PR #189, opened 2026-07-28
feat: trace and log the open flow end to end with OpenTelemetry (#65)

### LINKED ISSUE #65: Add OpenTelemetry to backend and iot client (plus usage docs)
## Goal
Add OpenTelemetry-based observability across backend + IoT clients so we can trace an "open compartment" flow end-to-end, and document how to use it.

## Important constraint
Do **not** add SigNoz (or any heavy observability stack) to the default docker setup.

### 1) Define a project-wide OpenTelemetry strategy
- Traces first; logs/metrics optional
- Naming conventions for `service.name`
- Standard span attributes:
  - `command_id`, `transaction_id`, `message_id`, `locker_uuid`, `compartment_number`
- Decide how to propagate context across MQTT (where feasible)

#### Backend (Laravel/PHP)
- Instrument:
  - HTTP requests
  - queue jobs
  - mqtt-listener processing spans
- Ensure correlation between logs and traces where possible (trace_id/span_id in logs)

#### IoT client (Node locker-client)
- Instrument:
  - MQTT publish/subscribe spans
  - Modbus operation spans
- Add the same correlation attributes as the backend

### 3) Provide an optional collector setup (opt-in)
- Provide an **optional** OpenTelemetry Collector setup (local or external)
- Provide a minimal example configuration to export to a backend of choice (SigNoz, Grafana Tempo, Honeycomb, etc.)
- If we provide docker compose, it should be a separate opt-in overlay (e.g. `docker-compose.observability.yml`), not enabled by default

### 4) Documentation
- How to run locally (with/without collector)
- Required env vars
- How to trace one full open flow (API → MQTT command → client → Modbus → MQTT response/event → backend)

## References (examples)
- SigNoz Laravel OTel instrumentation: https://signoz.io/docs/instrumentation/opentelemetry-laravel
- SigNoz Node.js OTel instrumentation: https://signoz.io/docs/instrumentation/javascript/opentelemetry-nodejs/

Aibolit66:
Closes #65.

An open request crosses four processes, and until now each one logged independently. When a compartment did not open, a command that never reached the broker, a client that never answered, and a reactor stuck on the queue all looked identical from the API side. This adds distributed tracing and log shipping across the backend and the locker client, so the whole flow is one timeline.

> **Stacked on #185.** Base is `feat/94-separate-ack-from-door-detection`; review that one first.

## What's done

**Strategy — `docs/adr/0032`**
- Traces *and* logs, both components. Metrics out of scope.
- Hybrid instrumentation: auto for the framework edges (HTTP, queue, DB), hand-written for MQTT and Modbus.
- `keepsuit/laravel-opentelemetry` over the official SIG package, because the latter declares `ext-opentelemetry` — a native extension that would become mandatory in the image, in CI, and in every `composer install`.

**Backend**
- Producer span on every outbound publish, consumer span on every inbound message — both at the single choke point of their direction, so a new topic cannot skip instrumentation.
- HTTP, queue jobs, database and Redis come from the package; a queued reactor lands under the request that caused it.
- Log records ship over OTLP through an `otlp` channel *added to* the existing stack, never replacing it.
- Broker authorization decisions moved to their own `broker` channel, out of the telemetry stack.

**Locker client**
- `TracingPort` + `LogShippingPort` in `src/ports`, one OpenTelemetry adapter behind both, imported lazily — a Pi without a collector never loads the SDK.
- Spans for MQTT dispatch/publish and every Modbus operation. The Modbus span opens *before* the operation is queued, so time spent waiting behind other bus traffic is visible.
- Logs reach the collector via a winston transport added next to the console one, which stays.
- The fleet simulator is wired identically, so a full flow can be demonstrated without hardware.

**Contract**
- Optional `traceparent` on every MQTT envelope, declared once in `schemas/common/traceparent.json`. Every envelope already allowed additional properties, and the client's zod schemas strip unknown fields, so this is non-breaking in both directions.

**Operations**
- `docker-compose.observability.yml`: opt-in overlay adding an OTLP collector and pointing every PHP process at it. **No trace UI ships with it** — the collector forwards to whichever backend you run separately, keeping that choice out of the repo and the default stack untouched.
- `docs/observability.md`: the runbook — env vars, the startup sequence that actually works, what a healthy trace looks like, how to read one when a hop is missing, and where logs and exceptions appear.

## Volume control

Sampling stays at 100%; volume is controlled by not instrumenting the chatter. Heartbeats and retained snapshots produce no spans on **either** side, and broker-auth logs stay out of the dashboard. A 10% sample would most often discard the incident being investigated.

## Off by default

Nothing is recorded or exported until `OTEL_EXPORTER_OTLP_ENDPOINT` is set. With no endpoint the backend adds nothing to MQTT payloads and the client never loads the SDK. Turning it on is configuration, not a deploy.

## Four bugs found by running it

None of these were reachable from the test suite; each needed a live broker and a long-running process.

| Bug | Effect | Fix |
|---|---|---|
| `mqtt:listen` is not a worker mode the package detects | Its spans never flushed — the return half of every trace was invisible | Explicit flush per traced message |
| Shared log context outlived its span | Every later line, heartbeats included, carried a dead trace id — following it led to an unrelated incident | Context cleared in a `finally` |
| Client traced its own heartbeats | A span per heartbeat, plus `traceparent` on the chattiest topic | State topics excluded on publish |
| `flush_after_each_iteration` defaults to false | A failing queue job exported **nothing** — the failure you most want to see | Enabled, documented for non-overlay deploys |

The first three are held by regression tests that were verified to fail without the fix. The fourth is config, guarded by documentation only.

## Verification

- Backend: **283 tests**, Pint and PHPStan clean.
- Locker client: **188 tests**, typecheck/format/lint clean.
- End-to-end, against a live broker and a running client: one trace, 131 spans, spanning both services from `POST /api/compartments/{compartment}/open` through the MQTT hop to the client and back.
- Logs from both services confirmed in the dashboard, carrying trace ids.
- A deliberate broker outage produced red spans and a stack trace in the exceptions view.

## Known gaps

- **Modbus spans have never run on real hardware.** The simulator uses an in-memory bus, so they are unit-tested only — and that is the hop this work most exists to illuminate.
- **No automated test for client log shipping**, verified by hand.
- **Heartbeat log volume** is high (~90% of log lines in a quiet period) and deserves the same exclusion treatment as broker-auth logs.
- The mobile app is not instrumented, so traces start at the backend, not at the tap. Out of scope for #65.


Aibolit66:
## Independent review by AI

**Scope:** delta vs `feat/94-separate-ack-from-door-detection` only — 51 files, +4,684/−60.
Findings are marked with whether they still hold at the stack tip.

### Verified good

The issue's hard constraint — *no heavy observability stack in the default docker setup* — is respected properly, not nominally. The collector lives in a separate `docker-compose.observability.yml`, every `.env.example` entry is commented out, and `createTracing()` returns `noopTracing` unless `OTEL_EXPORTER_OTLP_ENDPOINT` is set. Better still, the OTel SDK is imported **lazily**, so a Pi running without a collector never loads it and pays no startup, memory or batching cost.

The MQTT contract change is handled correctly. `traceparent` is optional across all six message schemas, every envelope is `additionalProperties: true`, and `MqttTraceContext::extract()` treats a malformed header as "start a fresh trace" rather than a rejection. It is explicitly never persisted, never part of deduplication, never used for business correlation — `message_id` and `transaction_id` keep those roles. ADR-0032 covers the strategy, which is what the project rules require for a cross-component decision like this.

Two details worth calling out because they are easy to get wrong and were not: registration topics carry the provisioning token in the path, and `spanDestination()` templates it out of both the span name and the attribute — a secret is not one refactor away from a span. And the chatty `/state/` topics (heartbeat, retained snapshots) are excluded from tracing on **both** sides, symmetrically, so retained messages never carry a stale `traceparent` that would graft new subscribers onto a long-dead trace.

The Dockerfile change is scoped to a single `RUN`, so `OTEL_SDK_DISABLED` does not leak into the runtime image.

### 1. `state.json` gains a `traceparent` field that will never be sent — *still live at tip*

`docs/asyncapi/schemas/messages/state.json` adds `traceparent`, but `tracesTopic()` returns false for every `/state/` topic and the backend declines the same two topics on receipt. By design, no state message will ever carry the field.

Harmless at runtime, but the contract now advertises something the implementation deliberately never produces — the next person to read the schema will reasonably expect it. Either drop it from `state.json`, or add a line saying it is reserved and intentionally unused there.

### 2. Nothing suppresses exporter diagnostics when the collector is unreachable — *still live at tip*

`OtelTracingAdapter` configures the OTLP exporters and a `BatchSpanProcessor` but never sets a `diag` logger or level, so export failures fall through to OpenTelemetry's default console diagnostics — the familiar `Export failure … retry limit exceeded … connect to localhost:4318`, repeating for as long as the endpoint stays down.

On a Raspberry Pi with a configured-but-unreachable collector — a flaky site link, a collector that got redeployed — that repeats indefinitely and lands in the device's logs. Worth a `diag` level or a backoff/circuit breaker so telemetry failure stays quieter than the thing it is observing.

### 3. Default sampling is 100% — *still live at tip*

`.env.example` documents `always_on` as the default with `traceidratio` as the opt-in alternative. That is the right default for developing and for tracing one open flow end to end, which is what the issue asked for. It is the wrong default for a fleet, and the moment someone sets an endpoint in production they get every span.

Not a code change — a deployment note in `docs/observability.md` saying "set a ratio before pointing this at production" would cover it.

### Verdict

**Approve.** All three items are documentation or configuration judgement calls, not defects — nothing here blocks merge. Item 1 is the one worth fixing while it is cheap, since a wrong contract outlives the person who wrote it.

Aibolit66:
## Independent review by AI

**Scope:** issue #65 / PR #189, across all review rounds. Verified against the current working tree; static review — findings come from reading the diff, the OpenTelemetry package source in `node_modules`, and the schemas, so test and lint figures are the author's.

### Findings

| # | Finding | Result |
|---|---|---|
| 1 | `state.json` advertises a `traceparent` that is never sent | **Fixed** — documented as reserved |
| 2 | Exporter diagnostics unhandled when the collector is unreachable | **Fixed** — throttled reporting added |
| 3 | Sampling defaults to 100% | **Fixed** — deployment note |
| 4 | Simulator got no logger, so its diagnostics were discarded | **Fixed** — both roots wired alike |
| 5 | Throttle key never matched for id-bearing messages; map unbounded | **Fixed** — normalisation + cap |
| 6 | `diag.setLogger` re-registered per simulated bank | **Fixed** — override message suppressed, constraint documented |

### 1 — a contract advertising what it never produces

`traceparent` was added to `state.json` while `tracesTopic()` returns false for every `/state/` topic on both sides, so no state message can ever carry it. Now carries a description saying it is reserved and why — heartbeats and retained snapshots would dominate the trace backend. Keeping the field rather than deleting it is the right call: the six envelopes stay symmetrical, and the next reader is told why this one is empty.

### 2 — reporting where there was silence

The original finding said an unreachable collector would spam the Pi's console. **That was wrong, and the correction matters for what this change is worth.** `DiagAPI`'s log proxy short-circuits when no logger is registered (`if (!logger) return`), and `DiagConsoleLogger` is opt-in and was never wired up — so exporter failures were being dropped silently, not printed repeatedly.

So this is not noise suppression; it is new reporting. `quietenExporterDiagnostics` routes the SDK's own diagnostics through the app logger, once per distinct message per five minutes, with the first occurrence always reported. That turns a silent failure mode — a collector that stops accepting spans while the client carries on as if traced — into one warning that says so. Worth having on those terms.

### 3 — a default that is right for one flow and wrong for a fleet

`always_on` suits development and tracing a single open end to end, which is what the issue asked for. `docs/observability.md` now says to set a ratio before pointing a deployment at a collector, "or accept the volume deliberately rather than by omission" — directive rather than descriptive, which is what makes a deployment note usable.

### 4 — the two composition roots disagreed

`createSimulatorApp` called `createTracing({ lockerUuid })` with no logger, falling through to `noopLogger`, so the component that exists to exercise the tracing path without hardware was the one place exporter failures went nowhere. Now passes `log: logger`, with the reason recorded inline. Both roots wired identically.

### 5 — the throttle that would not have throttled

The key was the raw message string, and the SDK embeds identifiers in some warnings — `Cannot execute the operation on ended Span {traceId: …, spanId: …}`, and the `end() called twice` message carrying `traceId-spanId`. Every occurrence is a distinct string: never throttled, and each one a permanent map entry on a device that runs for months.

Both halves fixed. `throttleKey` collapses `\b[0-9a-f]{16,32}\b`, covering 32-char trace ids and 16-char span ids including the hyphenated pair, and truncates at 200 characters so key size is bounded too. The map is capped at 256 with oldest-first eviction, and the constant's docblock is honest that the cap is a backstop for an unforeseen shape rather than the primary mechanism. A test drives 20 warnings with differing ids and asserts one report.

### 6 — a process-global hook configured per device

`createTracing` runs inside `startSimulatedDevice`, so a simulated fleet re-registers the global diag logger once per bank, each replacing the previous throttle window — and the SDK emitted an override warning each time, which the earlier test had to filter around. Now `suppressOverrideMessage: true`, verified as real in the installed `@opentelemetry/api@1.9.1` (`setLogger(logger, options?: DiagLoggerOptions)`, honoured at `diag.js:62`), with a docblock recording that the last registration wins.

### Verified good

The issue's hard constraint holds properly: the collector lives in a separate compose overlay, every `.env.example` entry is commented out, and the OTel SDK is imported lazily, so a Pi without a collector never loads it. Registration topics carry the provisioning token in the path and `spanDestination()` templates it out of both span name and attribute — a secret is not one refactor away from a span. `/state/` topics are excluded from tracing symmetrically on both sides, so retained messages never graft new subscribers onto a dead trace. `MqttTraceContext::extract()` treats a malformed header as "start a fresh trace" rather than a rejection.

### Two things left, neither worth acting on

`Map.set` on an existing key does not refresh insertion order, so eviction is first-seen rather than least-recently-used — reachable only in the scenario the cap exists to backstop. And `throttleKey` will not normalise dashed UUIDs or hex runs longer than 32 characters; neither is a shape the SDK currently emits.

### Verdict

**Approve.** Six findings, all closed. Items 1 and 3 were contract and documentation judgement calls; 2, 4, 5 and 6 turned a silent failure mode into a bounded, reported one, wired the same way in both composition roots.

Worth recording for whoever merges: item 5 existed only because the fix for item 2 introduced it, and item 2's original justification was itself wrong about the baseline behaviour. Neither would have surfaced without re-reading the SDK source rather than trusting the description of what it does.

☆ ☆ ☆

▸ Activity:
Take from the material above the lines running from the one with "- Broker authorization" through the one with "collector never loads the SDK.", and repeat them exactly, with nothing else.

▸ Answer to this exercise:
- Broker authorization decisions moved to their own `broker` channel, out of the telemetry stack.

**Locker client**
- `TracingPort` + `LogShippingPort` in `src/ports`, one OpenTelemetry adapter behind both, imported lazily — a Pi without a collector never loads the SDK.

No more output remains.